Ok, então… como consentir e como obter consentimento?
Comunicação! Comunicação!
Comunicação! Para ser eficaz, o consentimento deve ser expresso de maneira
ativa e voluntária, por meio de palavras ou ações que indiquem o desejo mútuo
de participar de uma atividade sexual. Confira abaixo algumas reflexões
importantes sobre consentimento:
– Ambiguidade não ajuda em nada.
Sim é sim e não é não. É importante é respeitar esses limites quando dados pelo
seu parceiro ou parceira.
– Sentiu desconforto para dizer
não? Sinal vermelho! É um forte indicativo de intimidação e medo – coisas que
não combinam com momentos de intimidade nos quais devemos nos sentir seguras
para expressar nossos desejos.
– Se o parceiro ou parceira está
hesitando, o ideal é não ir adiante com o contato íntimo. Consentimento é ter
absoluta certeza de que o que está acontecendo naquele momento é algo que os envolvidos
desejam verdadeiramente. Talvez é não.
– Consentimento para um ato
sexual específico não significa que todos as outras formas de interação íntima
estão liberadas.
– Mesmo depois que o
consentimento tenha se estabelecido entre o casal, ambos são livres para mudar
de ideia em qualquer momento do ato sexual.

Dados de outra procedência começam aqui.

PR #111, opened 2022-12-05
All actions running node 16

kralka:
Fix warning, more info:
https://github.blog/changelog/2022-09-22-github-actions-all-actions-will-begin-running-on-node16-instead-of-node12/

### DIFF
--- a/.github/workflows/mypy.yml
+++ b/.github/workflows/mypy.yml
@@ -10,7 +10,7 @@ jobs:
   mypy:
     runs-on: ubuntu-22.04
     steps:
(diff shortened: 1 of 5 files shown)


kralka:
I can still see warnings connected to 'save-state' and 'set-output', but we do not call those directly. So let's hope we are fine... (GitHub is deprecating those start of the year 2023.) More info: https://github.blog/changelog/2022-10-11-github-actions-deprecating-save-state-and-set-output-commands/

jmichelp (approved):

– Caso isso aconteça, seja por
palavras ou ações, a relação deve ser interrompida imediatamente. Ainda que o
“não” tenha soado meio indeciso ou confuso, ele deve ser respeitado como uma
quebra do acordo prévio. E sem consentimento, sem sexo.
– Especialmente entre casais que
já se relacionam a mais tempo, o consentimento deve ser obtido toda vez em que
houver atividade sexual. A intimidade pode levar a deduções que nem sempre são
corretas e, consequentemente, levar a experiências desagradáveis.

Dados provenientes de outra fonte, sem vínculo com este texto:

PR #170, opened 2023-10-17
Do not capture test when not capturing train

wsxrdv:


scaaml/capture/aes/aes_capture_contexts.py
```diff
@@ -107,6 +107,9 @@ def capture_aes_dataset(
     # If we are capturing train also capture the test split. We want the SBOX
     # input to be balanced, thus we need at least 256 test_keys.
     test_keys = max(train_keys // 8, 256)  # 1/8 = 0.125
+    # Do not capture test when not capturing train.
+    if train_keys == 0:
```
jmichelp, line 111: Might be worth unit-testing this part

kralka:
Soon to be replaced by configuration based by https://github.com/google/scaaml/tree/main/scaaml/capture/input_generators

PR #179, opened 2023-12-04
Fix typehint of variable

kralka:
https://github.com/google/scaaml/actions/runs/7083392728


kralka:
I will add this to the original dependabot PR

PR #1627, opened 2020-08-18
Feature/fix preflight translation display

davidmreed:
This PR fixes an issue manifesting as preflight result messages having the English word "encountered" embedded inside translated text. The source issue is that a dynamically constructed translatable string name was partially translated _before_ constructing.


davisagli:
Oddbird fixed this in https://github.com/oddbird/MetaDeploy/pull/144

– Ser casado com a vítima não
exime o marido de ser um criminoso. A inglesa Sarah Tetley, por exemplo, foi
estuprada mais de 300 vezes pelo marido enquanto dormia. Ela trouxe sua
história a público recentemente para aumentar a conscientização sobre o abuso.

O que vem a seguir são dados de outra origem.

PR #1678, opened 2020-08-28
📦 Add support for storing images in the db if AWS isn't configured

davisagli:
If the settings related to AWS are not configured, metadeploy will use django-binary-database-files to store images in the postgres db.

Draft pending third-party software approval of the new dependency.


jlantz:
3pp is approved, we should be able to merge this now

jlantz:
We should look into adding the File model to the Django Admin

jlantz (approved):

jlantz (approved):

PR #1875, opened 2020-10-15
Capitalize the recommended string for MetaDeploy UI

shibinkunnath:
Capitalize the recommended string for MetaDeploy UI to look nicer in the UI.

Discussed this with @jlantz yesterday. From the code search, it is used only in one file for which I believe it is ok to capitalize. But please check and let me know if we're good to go ahead with this change.

Current screenshot where it is not capital
Screen Shot 2020-10-14 at 12 36 54 PM


davisagli:
@shibinkunnath This looks good; thanks for the PR. The builds which are required to merge only run for PRs created from a branch within the SFDO-Tooling organization, so I'll submit a new PR with the same changes.

shibinkunnath:
@davisagli Ok sure, thanks

davisagli (approved):

PR #1978, opened 2020-11-07
Hotfix translations and dropdown menu positions.

jgerigmeyer:
- consistent capitalization in steps table
- fix plan/product not-allowed translations
- fix plan detail CTA login btn dropdown overflowing screen


locales/en/translation.json
```diff
@@ -198,12 +197,10 @@
   "productWithVersion": "<0>{{product}}</0>, <2>{{version}}</2>",
   "recommended": "Recommended",
   "reload the page.": "reload the page.",
-  "required": "required",
-  "skipped": "skipped",
```
jgerigmeyer, line 202: @davisagli These are no longer used. They could be removed from all translation files, if you'd like.

locales_dev/en/translation.json
```diff
@@ -103,9 +102,9 @@
   "We couldn’t find any products. Try again later?": "We couldn’t find any products. Try again later?",
   "Who can access this shared link?": "Who can access this shared link?",
   "You are in offline mode. We are trying to reconnect, but you may need to": "You are in offline mode. We are trying to reconnect, but you may need to",
-  "a_or_b": "<0></0> or <2></2>",
+  "a_or_b": "<0><0></0> or </0><1></1>",
```
davisagli, line 105: Hmm. The reason I created this translation key was to make it obvious that it's a translation of an alternative between two choices, and to make it easy to put things in a different order if there's a language where the "or" doesn't go between the two choices (maybe that's only hypothetical). Maybe we don't have a good alternative but this makes it less obvious what's going on.

src/js/components/plans/ctaButton.tsx
```diff
@@ -67,7 +67,7 @@ export const LoginBtn = ({
     triggerClassName="slds-size_full"
     label={label}
     menuPosition="relative"
-    nubbinPosition="top"
+    flipped
```
jgerigmeyer, line 70: I recognize this isn't as important with the full-width btns in production, but I think it still doesn't hurt, and it becomes necessary with the change to smaller btns in the OddBird fork.

davisagli (commented):
Thanks for these fixes. They mostly make sense but I wish we didn't have to handle the "or" translation this way.

davisagli (approved):
I'll go ahead and merge this and if we find a better way to handle the "or" translation we can make that fix separately.

PR #2019, opened 2020-11-16
🛢 Store preflight logs

davisagli:
Occasionally we get requests to investigate why preflights failed, but their logs are currently not stored. This fixes that by streaming logs to a buffer which then gets written to the PreflightResult model once the preflight flow is done (similar to how installation job logs are handled).


Br4nd0R (approved):
looks good!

– Silêncio, falta de resistência
verbal ou física e relações anteriores não são sinônimos de consentimento, bem
como tipos de roupa, flertar, um drink, um jantar ou qualquer outro gasto com
alguém, também não significam que ele ou ela consentiu em fazer sexo com você.
– Usar drogas ou beber não
impedem deliberadamente uma pessoa de consentir em fazer sexo, mas certos
níveis de intoxicação a tornam incapaz de tomar essa decisão.
– Consentimento não se obtém com
o uso de força (literal ou implicitamente), ameaças, intimidação e coerção.
– É sempre OK dizer não. Seja por
que você não tá afim, por causa de religião, por ter medo de pegar uma doença,
se quiser ir devagar ou só ver a pessoa como amigo e não como parceiro sexual.
Se você acha que tem que consentir, então a escolha não é mais sua.
Sexo é pra ser divertido e
empoderador. Falar sobre isso, também. Respeitar o consentimento é uma das
responsabilidades de quem tem uma vida sexual ativa. Não se trata de preciosismo,
mas de tomar cuidado para não ultrapassar os limites do seu parceiro e
transformar um momento prazeroso em uma experiência traumática.